As we have seen, we do not currently have an international crime of ecocide and hence there is no law to prosecute those who are destroying our environment and ecosystems.[iv] Far from it, under our current neo-liberal capitalist order governments the world over positively encourage such destruction in the name of economic growth.[v] We do have an international crime of environmental destruction as a War Crime, but this has no applicability in times of peace and ‘environmental destruction’ doesn’t capture our environmental embeddedness, nor the full scale of our predicament, or the role of capitalism and resource extraction in its development. The Eradicating Ecocide campaign may not endorse an overtly anti-capitalist agenda but in its preference for the concept of ‘ecocide’ rather than ‘environmental destruction’ it invokes a holistic understanding of the problem as an ecological crisis, and the concomitant need for the protection of ecosystems, rather than an abstract and external ‘environmental’ crisis. Indeed, Higgins defines ‘ecocide’ as:
‘the extensive damage to, destruction of or loss of ecosystem(s) of a given territory, whether by human agency or by other causes, to such an extent that peaceful enjoyment by the inhabitants of that territory has been severely diminished.’
This definition is the basis of the Eradicating Ecocide campaign’s proposed amendment to the Rome Statute, treaty that established the International Criminal Court (ICC) – it entered into force on 1 July 2002.[vi] In short, it is envisaged that any extensive damage, destruction to or loss of an ecosystem can constitute ecocide. ‘Extensive’ can be either widespread, long lasting or severe. To define these terms the campaign invokes the 1977 United Nations Convention on the Prohibition of Military or any other Hostile Use of Environmental Modification Techniques (ENMOD):
- Widespread: encompassing an area on the scale of several hundred square kilometres.
- Long-lasting: lasting for a period of months, or approximately a season.
- Severe: involving serious or significant disruption or harm to human life, natural and economic resources or other assets.
Under the Rome Statute, the ICC can only investigate and prosecute the core international crimes where states are unable or unwilling to do so themselves. These are the existing four Crimes against Peace (genocide, crimes against humanity, war crimes and the crime of aggression) and hence the argument that ‘ecocide is the missing fifth Crime against Peace’[vii]

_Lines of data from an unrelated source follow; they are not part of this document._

PR #193, opened 2019-09-30
get rid of dependency on activesupport

richm:
Some transitive dependency on some newer project has crept in
via activesupport.  We only use activesupport for a couple of
trivial methods, so just implement those methods in our code.
Due to needing to support ruby 2.0.0, we have to lock down the
versions of several of the components we use.


richm:
@jcantrill this is now blocking ocp 3.11 upstream builds/ci

richm:
remove /hold - it is working - please review

PR #198, opened 2019-11-13
Adds VERIFY_SSL env config support

protomonk:
There are several issue reported on fluentd repo regarding issues with internal Kubernetes certificate verification. Something like this will help fix the things without the need to rebuild and maintain copy of fluentd-daemonset docker images.

### DIFF
--- a/lib/fluent/plugin/filter_kubernetes_metadata.rb
+++ b/lib/fluent/plugin/filter_kubernetes_metadata.rb
@@ -204,6 +204,11 @@ module Fluent::Plugin
         end
       end
 
+      # Use verify_ssl configuration from env variable
+      if ENV['VERIFY_SSL'].present?
+      	@verify_ssl = ENV['VERIFY_SSL'] == "true" ? true : false
+      end
+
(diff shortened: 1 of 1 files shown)


lib/fluent/plugin/filter_kubernetes_metadata.rb
```diff
@@ -204,6 +204,11 @@ def log.trace?
         end
       end
 
+      # Use verify_ssl configuration from env variable
+      if ENV['VERIFY_SSL'].present?
+      	@verify_ssl = ENV['VERIFY_SSL'] == "true" ? true : false
```
richm:
```ruby
@verify_ssl = ENV['VERIFY_SSL'] == "true"
```
the comparison already returns a boolean value so there is no need to use the trinary operator.

Also - I would suggest perhaps using a different environment variable name so as not to conflict with other possible uses - other applications might use VERIFY_SSL - perhaps K8S_META_VERIFY_SSL?

jcantrill:
Closing stale with no recent response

Higgins outlines two types of ecocide 1) Human induced or ‘ascertainable ecocide’ – ecocide caused by human agency, where an individual responsible for the activity can be identified. Usually, Higgins points out, this is corporate induced ecocide, and she invokes the poster child of extreme energy- the ecological disaster that is the Athabasca tar sands in Alberta Canada, which we will discuss later on in the book. 2) Ecocide by ‘other causes’, like catastrophic events; referred to in law as an ‘act of God’, such as flooding or an earthquake. Events such as these can be termed ‘non-ascertainable ecocide’ as no one perpetrator can be identified. Of course, this type of ecocide cannot be stopped, but when human induced ecocides, which destroy carbon sinks and create escalating carbon emissions, are stopped, it is possible that this could reduce the frequency of climatic extremes and mitigate the negative impacts of naturally occurring ecocides.
Following on from Higgins’ initiative, a global grassroots supporting campaign (not dissimilar to that which lobbied hard for the Genocide Convention) has emerged called ‘End Ecocide on Earth’. The ultimate goal of the initiative is that ecocide will be recognised as a crime around the world. In their own words: ‘this means not only national ecocide crimes in all states but also the recognition that ecocide is an international crime which can be enforced with an international court. To that end, ecocide should be incorporated into the Rome Statute as international Crime against Peace under the jurisdiction of the International Criminal Court. Leaving aside the thorny issue of likely political opposition, the process of revision of the Rome Statute is remarkably simple in that one member state can propose the amendment to the UN Secretary-General, who then distributes the proposal to the other member states during a general assembly or convenes a revision conference. It remains to be seen whether a potential crime of ecocide can progress further within the international system this time around, when the need is much more urgent and pressing than it was in the preceding decades, but I sincerely hope it can.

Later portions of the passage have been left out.